Jason Sotiris calls it “the moment”. It comes when a child has been in hospital for days, or weeks, or more. And suddenly something magical happens.
“There’s a knock on the door,” he says. “And you look up, and you see your favourite superhero. You see Iron Man or Captain Marvel. And that reaction is what we call ‘the moment’.”
A visit from a superhero is pretty exciting in itself. But these superheroes bring more than just high-fives.
“This superhero says ... hey, I’ve heard about you,” Jason says. “You’re that brave kid ... I want to shake your hand, I want to have a photo with you, I want your signature. You have been so brave that you have earned a spot among other superheroes. The only thing you need is a costume.”
And the superhero presents the child with a Supertee – a superhero garment that helps them tap into their own natural superpowers.
Jason knows all too well what it’s like to have a child sick in hospital. A tradie by day, he came up with the Supertee concept after his baby daughter Angela developed a rare type of cancer, and was given only a 20 per cent chance of survival. Thankfully, she recovered.
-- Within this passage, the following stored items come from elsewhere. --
PR #230, opened 2017-11-02
Next update version: 1.0.0.BUILD-SNAPSHOT

### LINKED ISSUE #170: Release 1.0.0.M1
A tracking issue to capture MVP requirements 1.0 M1 release and to pushing M1 to Maven Central.

Current list: https://github.com/spring-cloud/spring-cloud-gcp/milestone/2

sobychacko:
Resolves #170

### DIFF
--- a/pom.xml
+++ b/pom.xml
@@ -11,7 +11,7 @@
 	</parent>
 
 	<artifactId>spring-cloud-gcp</artifactId>
-	<version>1.0.0.M1</version>
+	<version>1.0.0.BUILD-SNAPSHOT</version>
 	<packaging>pom</packaging>
 	<name>Spring Cloud GCP</name>
 	<description>Spring Cloud GCP</description>
--- a/pom.xml
+++ b/pom.xml
@@ -32,6 +32,7 @@
 		<module>spring-cloud-gcp-starters</module>
 		<module>spring-integration-gcp</module>
 		<module>spring-cloud-gcp-docs</module>
+		<module>spring-cloud-gcp-examples</module>
 	</modules>
 
 	<properties>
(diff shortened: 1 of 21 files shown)


pom.xml
```diff
@@ -11,7 +11,7 @@
 	</parent>
 
 	<artifactId>spring-cloud-gcp</artifactId>
-	<version>1.0.0.M1</version>
+	<version>1.0.0.BUILD-SNAPSHOT</version>
```
joaoandremartins: Can we also add back spring-cloud-gcp-examples here?

artembilan: I would prefer "No". IMHO.

I really don't like this manual tasks during release process. We need to have some automatic tool, indeed.

sobychacko: Updated the PR with the samples module. Next time around, we will make the changes in the build script to not build the samples module so that we don't have to do this manual process.

artembilan: Sounds good @sobychacko !

The same is applied for the `docs` module as well.
See my comment: https://github.com/spring-cloud/spring-cloud-gcp/issues/170#issuecomment-341553552

Also need to figure out what to do with JavaDocs. But that's already different story and has to be addressed in the separate issue/PR.

joaoandremartins:
@sobychacko it looks like the parent version also needs to be changed in each example from `1.0.0.M1` to `1.0.0.BUILD-SNAPSHOT`.

Thanks!

joaoandremartins:
@sobychacko sorry for the haste, but do you think we could merge this PR today?

Would be nice to leave the code freeze as soon as we can! Thanks

sobychacko:
@joaoandremartins updated the PR. Feel free to merge it. Code freeze can be lifted then.

PR #231, opened 2017-11-03
gh-85 add tests

Andy2003:
I added the test for the binder. There is still one Test failing


joaoandremartins:
Thanks a bunch, @Andy2003 !

PR #1105, opened 2018-10-15
Datastore DELETE query methods part-tree

### LINKED ISSUE #996: Datastore support DELETE query methods
perhaps using performTransaction to do the get then delete for the user.

ChengyuanZhao:
fixes #996
Datastore queries must have an ancestor when used inside a transaction, and that is not compatible with the format of part-tree queries. This implementation does the query and delete in separate requests.


spring-cloud-gcp-data-datastore/src/main/java/org/springframework/cloud/gcp/data/datastore/repository/query/PartTreeDatastoreQuery.java
```diff
@@ -81,12 +81,7 @@ public PartTreeDatastoreQuery(DatastoreQueryMethod queryMethod,
...
 
 	private void validateAndSetFilterParts() {
-		if (this.tree.isDelete()) {
-			throw new UnsupportedOperationException(
-					"Delete queries are not supported in Cloud Datastore: "
-							+ this.queryMethod.getName());
-		}
-		else if (this.tree.isDistinct()) {
+		if (this.tree.isDistinct()) {
 			throw new UnsupportedOperationException(
```
ChengyuanZhao: I distinctly remember doing something to support this?

spring-cloud-gcp-data-datastore/src/test/java/org/springframework/cloud/gcp/data/datastore/it/DatastoreIntegrationTests.java
```diff
@@ -187,4 +196,12 @@ public void embeddedCollectionTest() {
 		assertEquals(treeCollection, loaded);
 	}
 
+	private void waitUntilTrue(Supplier<Boolean> condition) throws InterruptedException {
```
ChengyuanZhao: awaitility ?

spring-cloud-gcp-docs/src/main/asciidoc/datastore.adoc
```diff
@@ -652,6 +652,13 @@ Cloud Datastore only supports filter components joined by AND, and the following
 
 After writing a custom repository interface specifying just the signatures of these methods, implementations are generated for you and can be used with an auto-wired instance of the repository.
 
+Delete queries are also supported. For example, query methods such as deleteByAction or removeByAction delete entities found by findByAction.
```
ChengyuanZhao: Add note that this won't work in a transaction.

ChengyuanZhao: make issue to note what actions in template can't work in transaction

ChengyuanZhao: mention that it happens as 2 requests , a key retrieval.

spring-cloud-gcp-data-datastore/src/main/java/org/springframework/cloud/gcp/data/datastore/repository/query/PartTreeDatastoreQuery.java
ChengyuanZhao: I remember now. We decided to NOT support projection queries in part-tree because of how cumbersome it is to set up and use from the user's end. Without projection queries we can no longer set the distinct and it makes no sense because the Key is always selected and is always distinct.

ChengyuanZhao:
@meltsufin @dmitry-s PTAL, changes made from discussion

spring-cloud-gcp-data-datastore/src/main/java/org/springframework/cloud/gcp/data/datastore/repository/query/PartTreeDatastoreQuery.java
```diff
@@ -108,36 +103,51 @@ else if (this.tree.isDistinct()) {
 	public Object execute(Object[] parameters) {
 		Supplier<StructuredQuery.Builder<?>> queryBuilderSupplier = StructuredQuery::newKeyQueryBuilder;
 		Function<T, ?> mapper = Function.identity();
-		Collector<?, ?, ?> collector;
+		Collector<?, ?, ?> collector = Collectors.toList();
+		Class returnedType = this.queryMethod.getReturnedObjectType();
 
-		if (this.tree.isCountProjection()) {
+		boolean returnedTypeisNumber = Number.class.isAssignableFrom(returnedType)
```
meltsufin: returnedTypeIsNumber

spring-cloud-gcp-data-datastore/src/main/java/org/springframework/cloud/gcp/data/datastore/repository/query/PartTreeDatastoreQuery.java
```diff
@@ -108,36 +103,51 @@ else if (this.tree.isDistinct()) {
...
-				: StreamSupport.stream(results.spliterator(), false).map(mapper)
+		Object result = rawResults == null ? null
+				: StreamSupport.stream(rawResults.spliterator(), false).map(mapper)
 						.collect(collector);
 
-		return this.tree.isExistsProjection() || this.tree.isCountProjection()
-				|| results == null
-						? returned
+		if (this.tree.isDelete()) {
+			if (returnedTypeisNumber) {
```
meltsufin: Why does requested return type affect which `deleteAll*` method you call?

spring-cloud-gcp-data-datastore/src/main/java/org/springframework/cloud/gcp/data/datastore/repository/query/PartTreeDatastoreQuery.java
```diff
@@ -108,36 +103,51 @@ else if (this.tree.isDistinct()) {
...
+				this.datastoreTemplate.deleteAllById(rawResults, this.entityType);
+			}
+			else {
+				this.datastoreTemplate.deleteAll(rawResults);
+			}
+		}
+
+		return this.tree.isExistsProjection() || isCountingQuery || result == null
```
meltsufin: I think there is way too much conditional logic in this method. There are like a dozen different if statements here. Can this method be broken up into smaller ones or reorganized to make it more readable and easier to maintain going forward?

spring-cloud-gcp-data-datastore/src/main/java/org/springframework/cloud/gcp/data/datastore/repository/query/PartTreeDatastoreQuery.java
ChengyuanZhao: If the return type is a count, then only Keys are required in the original query. There is a delete for that.

If the return type is the entities deleted, then we must query the entire entities anyway. There is also a delete function for that.

ChengyuanZhao:
@meltsufin made requested changes you had just now. PTAL.

spring-cloud-gcp-data-datastore/src/main/java/org/springframework/cloud/gcp/data/datastore/repository/query/PartTreeDatastoreQuery.java
```diff
@@ -108,38 +103,58 @@ else if (this.tree.isDistinct()) {
...
 						.collect(collector);
 
-		return this.tree.isExistsProjection() || this.tree.isCountProjection()
-				|| results == null
-						? returned
-						: this.datastoreTemplate.getDatastoreEntityConverter()
-								.getConversions().convertOnRead(returned,
-										this.queryMethod.getCollectionReturnType(),
-										this.queryMethod.getReturnedObjectType());
+		deleteFoundEntities(returnedTypeIsNumber, rawResults);
```
meltsufin: It's really odd to see this method call here because it makes it seem like you unconditionally always delete found entities. I know that's not the case, but maybe you should move the `this.tree.isDelete` here.

spring-cloud-gcp-data-datastore/src/main/java/org/springframework/cloud/gcp/data/datastore/repository/query/PartTreeDatastoreQuery.java
```diff
@@ -108,38 +103,58 @@ else if (this.tree.isDistinct()) {
...
+				: convertResultCollection(result);
+	}
+
+	private Object convertResultCollection(Object result) {
+		return this.datastoreTemplate.getDatastoreEntityConverter().getConversions()
+				.convertOnRead(result, this.queryMethod.getCollectionReturnType(),
+						this.queryMethod.getReturnedObjectType());
+	}
+
+	private void deleteFoundEntities(boolean returnedTypeIsNumber, Iterable rawResults) {
```
meltsufin: I would rename `returnTypeIsNumber` here to something like `rawResultsAreKeys`.

ChengyuanZhao: I don't think that's a good idea, because this boolean is actually based on the return type. Yes this implies that queries are key-queries, but then again if you rename it as you propose then you're "reverse-implying" that the return type is a number, which I think is difficult to read.

spring-cloud-gcp-data-datastore/src/main/java/org/springframework/cloud/gcp/data/datastore/repository/query/PartTreeDatastoreQuery.java
ChengyuanZhao: @meltsufin change made, PTAL

Issue #1092, opened 2018-10-11
Datastore @Reference column-stored key POJO relationships


ChengyuanZhao:
This is distinct from the other POJO relationship ticket we have that is based on Ancestors.

This one specifically is about using `@Reference` and is identical in concept to the Objectify version of relationships where the key[s] of the other object are stored as an explicit column in the Kind.

ChengyuanZhao:
This is the other POJO relationships issue that is based on the ancestors feature: https://github.com/spring-cloud/spring-cloud-gcp/issues/1007

ChengyuanZhao:
Because this code touches nearly all the same files as the descendants work ,this is awaiting that.

ChengyuanZhao:
Because this uses nearly all the same logic as `@Descendants` , this one can proceed in lockstep with #1007.

The parts can be implemented in lockstep with that other issue:

- [ ] read and unit tests

- [ ] write and unit tests

- [ ] integration tests

- [ ] ref docs

PR #1114, opened 2018-10-17
Datastore @Reference read

ChengyuanZhao:
related to #1092 

This is the read functionality and unit tests for `@Reference`.

### DIFF
--- a/spring-cloud-gcp-data-datastore/src/main/java/org/springframework/cloud/gcp/data/datastore/core/DatastoreTemplate.java
+++ b/spring-cloud-gcp-data-datastore/src/main/java/org/springframework/cloud/gcp/data/datastore/core/DatastoreTemplate.java
@@ -243,32 +243,12 @@ public class DatastoreTemplate implements DatastoreOperations {
 		T convertedObject = this.datastoreEntityConverter.read(entityClass, entity);
 		results.add(convertedObject);
 
-		datastorePersistentEntity
-				.doWithDescendantProperties(descendantPersistentProperty -> {
+		resolveDescendantProperties(datastorePersistentEntity, entity, convertedObject);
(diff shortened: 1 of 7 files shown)


ChengyuanZhao:
@meltsufin @dmitry-s PTAL. This one has relatively few changes because it is very similar to `@Descendant` read

spring-cloud-gcp-data-datastore/src/main/java/org/springframework/cloud/gcp/data/datastore/core/DatastoreTemplate.java
```diff
@@ -228,12 +231,13 @@ private Entity convertToEntityForSave(Object entity) {
...
+				entityClass,
 				results, datastorePersistentEntity, entity));
 		return results;
 	}
 
-	private <T> void convertEntityResolveDescendants(Class<T> entityClass,
+	private <T> void convertEntityResolveDescendantsAndReferences(Class<T> entityClass,
 			List<T> results, DatastorePersistentEntity datastorePersistentEntity,
 			BaseEntity entity) {
 		T convertedObject = this.datastoreEntityConverter.read(entityClass, entity);
```
meltsufin: I would break this long method up into two private methods - one for descendants and one for references.

ChengyuanZhao:
@meltsufin please see the attached ticket. This is not going to be ready to use until all parts are implemented so doc updates were intentionally not done now and will wait for the end.

spring-cloud-gcp-data-datastore/src/main/java/org/springframework/cloud/gcp/data/datastore/core/DatastoreTemplate.java
ChengyuanZhao: @meltsufin change made. PTAL

PR #1117, opened 2018-10-17
datastore rest repository

dmitry-s:


spring-cloud-gcp-data-datastore/src/main/java/org/springframework/cloud/gcp/data/datastore/core/DatastoreTemplate.java
```diff
@@ -184,12 +186,28 @@ public long count(Class<?> entityClass) {
 
 	@Override
 	public <T> Collection<T> findAll(Class<T> entityClass) {
-		return convertEntitiesForRead(
-				this.datastore.run(Query.newEntityQueryBuilder()
-						.setKind(this.datastoreMappingContext
-								.getPersistentEntity(entityClass).kindName())
-						.build()),
-				entityClass);
+		return findAll(entityClass, -1, -1, null);
```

While Jason was by Angela’s bed, he thought of a medical garment that would serve two purposes. Firstly, it would replace the standard hospital gown, with openings for tubes, shoulder and side studs to make life easier for nurses and bedside parents, and even a cape that turns into a bib. And secondly, it would give kids a big psychological boost. The Supertee was born.
Recipients have included eight-year-old Indyana Wedderburn, who has a rare and incurable form of epilepsy that has led to frequent brain surgery. Her mum, Megan, says Indyana’s Supertee, as well as the Supertee Facebook support group, has given the family strength.
“It’s more than just a T-shirt, that’s for sure,” says Megan. “His creation is genius. Jason cares because he can relate to what it’s like.”
Jason says Supertees help children build up their levels of perseverance and make them better equipped to deal with the trials they have to go through. “It’s the alter-ego effect, like ‘What would Iron Man do?’,” Jason says. “These kids have already proven to us they’re worthy of being called superheroes.”
Having already established the Fair Fight Foundation (the charity behind the Supertee) and the Supertee family support group on Facebook, which helps hundreds of parents with critically sick kids build strong bonds and support one another, Jason is now setting his sights on an even bigger goal: a cure for cancer.
“The long-term goal for Supertee is to be able to contribute to cutting-edge research,” he says. “I made two promises to my daughter: one was I am going to take you to Disneyland the moment we leave this hospital. And the second promise was I’m going to find a way to keep this invisible monster at bay.”
He kept his first promise. The second is a work in progress.